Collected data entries
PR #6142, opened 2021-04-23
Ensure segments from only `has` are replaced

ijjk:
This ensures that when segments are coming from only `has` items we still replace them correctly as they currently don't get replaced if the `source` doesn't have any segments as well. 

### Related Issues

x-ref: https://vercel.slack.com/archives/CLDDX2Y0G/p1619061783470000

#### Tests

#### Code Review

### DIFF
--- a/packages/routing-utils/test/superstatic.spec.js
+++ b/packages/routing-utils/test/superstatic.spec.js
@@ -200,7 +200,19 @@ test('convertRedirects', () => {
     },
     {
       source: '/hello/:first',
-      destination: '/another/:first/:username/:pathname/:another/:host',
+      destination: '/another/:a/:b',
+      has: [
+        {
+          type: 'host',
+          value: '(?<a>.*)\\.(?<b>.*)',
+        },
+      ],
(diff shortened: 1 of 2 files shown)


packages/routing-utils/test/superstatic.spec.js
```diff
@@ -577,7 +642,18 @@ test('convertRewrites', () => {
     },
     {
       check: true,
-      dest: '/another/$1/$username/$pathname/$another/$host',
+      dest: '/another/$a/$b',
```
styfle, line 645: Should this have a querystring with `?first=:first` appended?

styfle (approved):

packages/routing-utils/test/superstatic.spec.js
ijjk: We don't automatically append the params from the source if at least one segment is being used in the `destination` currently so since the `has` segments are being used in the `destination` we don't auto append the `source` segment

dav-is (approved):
==
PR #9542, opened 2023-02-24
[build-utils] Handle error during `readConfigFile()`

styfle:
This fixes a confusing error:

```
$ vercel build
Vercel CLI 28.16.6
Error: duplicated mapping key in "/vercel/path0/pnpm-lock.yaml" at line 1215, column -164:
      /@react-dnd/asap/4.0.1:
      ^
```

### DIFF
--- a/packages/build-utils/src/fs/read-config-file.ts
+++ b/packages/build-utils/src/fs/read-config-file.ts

PROBLEM TO WORK ON
Copy out every line of the data that includes "superstatic".

RESPONSE
--- a/packages/routing-utils/test/superstatic.spec.js
+++ b/packages/routing-utils/test/superstatic.spec.js
packages/routing-utils/test/superstatic.spec.js
packages/routing-utils/test/superstatic.spec.js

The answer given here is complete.